*** Provided records ***

PR #6909, opened 2021-11-02
exp init: validate params as soon as it's entered in prompt

### LINKED ISSUE #6865: exp init: when to fail for non-existent params
From https://github.com/iterative/dvc/pull/6750#issuecomment-937219108:

> Can we validate that dependencies exist at the time of entry during interactive mode? It would save a lot of trouble with having to redo the whole stage after it fails at the end.

`exp init` fails if `params.yaml` does not exist since the params are parsed to generate the stage. Related: #6605.

In interactive mode, it would be nice to fail as soon as possible (right after path to params is provided).

For other dependencies, I wonder if `dvc exp init` should also validate that the paths exist. This could help guide users. It could be annoying if users want to do `dvc exp init` before creating projects files, but this seems unlikely to me outside of toy scenarios.

skshetry:

It'll give an error message to the user and re-prompt them if params validation fails.
This mechanism can be extended to other prompts, and we can show a warning message and/or re-prompt them based on validations.

Closes #6865. Part of #6446.

### DIFF
--- a/dvc/repo/experiments/init.py
+++ b/dvc/repo/experiments/init.py
@@ -1,9 +1,18 @@
 import logging
 import os
 from contextlib import contextmanager
-from typing import TYPE_CHECKING, Dict, Iterable, cast
+from typing import (
+    TYPE_CHECKING,
+    Any,
+    Callable,
+    Dict,
+    Iterable,
+    List,
+    Optional,
+    cast,
+)
 
-from funcy import compact, lremove, post_processing
+from funcy import compact, lremove
 from rich.prompt import Confirm, Prompt
 from rich.rule import Rule
 from rich.syntax import Syntax
@@ -31,6 +40,10 @@ PROMPTS = {
     "plots": "Path to a [b]plots[/b] file/directory",
     "live": "Path to log [b]dvclive[/b] outputs",
 }
+
+
+class RetryPrompt(Exception):
+    """Used for signalling whether prompts should be retried again."""
 
 
 class RichInputMixin:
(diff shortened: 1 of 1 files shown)


pared (approved):
LGTM.
Please include what issue we fix in the commit comment.

dberenbaum:
Looks good. Some ideas on other potential ways of handling this:
* Adding some sort of wrapper for the error message, like "Please provide a path to a file to be parsed for parameters"?
* Retry rather than fail (prompt again).

skshetry:
Retry makes sense as users can always exit themselves here.

skshetry:
Btw, regarding checking if other dependencies exist from #6865, we can warn users just after they enter those values in the prompt after this PR. @dberenbaum WDYT?

dberenbaum:
> we can warn users just after they enter those values in the prompt after this PR

Makes sense, although it's hard to say if it's too noisy without seeing it. If you have time to try it out, it could be interesting.

skshetry:
@dberenbaum, please see if this PR works or not. I'll add the warning message on top of this (I will only include some checks for whether some dependencies exist or not, I may not be able to do more than that till next week).

dberenbaum:
I like it since it saves me from having to type everything else again (although asking for parameters first could also solve that problem). If we are going to retry on a missing path, can we also retry on failed validation of the file? We could do all the retry logic in a separate PR since it otherwise seems fine.

skshetry:
> If we are going to retry on a missing path, can we also retry on failed validation of the file?

Could you be more specific? What do you mean by failed validation of the file?

dberenbaum:
> Could you be more specific, please? Could you share some examples?
> What do you mean by failed validation of the file?

I mean any errors with parsing the params file (anything other than file does not exist). For example:

```
$ echo ": foo" > params.yaml
$ dvc exp init -i
This command will guide you to set up a default stage in dvc.yaml.
See https://dvc.org/doc/user-guide/project-structure/pipelines-files.

Command to execute: python train.py

Enter the paths for dependencies and outputs of the command.
DVC assumes the following workspace structure:
├── data
├── metrics.json
├── models
├── params.yaml
├── plots
└── src

Path to a code file/directory [src, n to omit]:
Path to a data file/directory [data, n to omit]:
Path to a model file/directory [models, n to omit]:
ERROR: unable to read: 'params.yaml', YAML file structure is corrupted: while parsing a block mapping
did not find expected key
  in "<unicode string>", line 1, column 1
```

What do you think about implementing a retry here also?

Again, this could all be in a separate PR if you prefer.

skshetry:
Closed by #6926.

Issue #6911, opened 2021-11-02
plots: loading templates from pyinstaller breaks binary builds


pared:
In #6550, as @skshetry [noted](https://github.com/iterative/dvc/pull/6550#issuecomment-943070426)
Templates were not added to binary builds.

As a result, when running `dvc init` using binary package, we would not produce the templates in `.dvc/plots`.

PR #6912, opened 2021-11-02
plots: revert templates in packages change

pared:
Fixes: #6911
Reverts: a1b146669c9d9241d424e10cc8266e0c5fdebf94

In #6550 we introduced templates in packages. While utilizing `importlib.resources` and including templates with our package makes sense for other types of builds, in the case of our binary packages and `pyinstaller` we cannot include package data, because of https://github.com/pyinstaller/pyinstaller/issues/2697.

What we could do with pyinstaller would be to create `resources` directory alongside `dvc` and include the templates there. That would require us to load our templates differently depending on whether we can load data from package (other builds) or `pyinstallers` `sys._MEIPASS` when using binary packages.

This seems much more error-prone than the previous approach (keeping predefined templates as python dicts in `dvc/repo/plots/template.py` and is harder to test (it would require us to test binary packages). 

That is why I decided to revert the change about templates in packages.

cc @dberenbaum

### DIFF
--- a/dvc/repo/plots/__init__.py
+++ b/dvc/repo/plots/__init__.py
@@ -187,7 +187,7 @@ class Plots:
         props = props or {}
         template = props.get("template")
         if template:
-            self.templates.load(template)
+            self.templates.get_template(template)
 
         (out,) = self.repo.find_outs_by_path(path)
         if not out.plot and unset is not None:
--- a/dvc/repo/plots/template.py
+++ b/dvc/repo/plots/template.py
@@ -1,23 +1,15 @@
 import json
 import os
-from typing import TYPE_CHECKING, Iterable, Optional
-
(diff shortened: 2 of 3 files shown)


pmrowla:
@pared What was the issue with adding data files in pyinstaller (it looks like you might have linked the wrong issue)?  Is there a reason we can't do something like they've documented here: https://pyinstaller.readthedocs.io/en/stable/spec-files.html#adding-files-to-the-bundle

pared:
@Mergifyio rebase

pared:
@Mergifyio rebase

efiop:
@pared What's the status here?

pared:
Awaiting review

efiop (approved):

***

- **Requirement**: Say how many lines of these records hold the string "warning", giving the number and no other words.

- **Output**: 2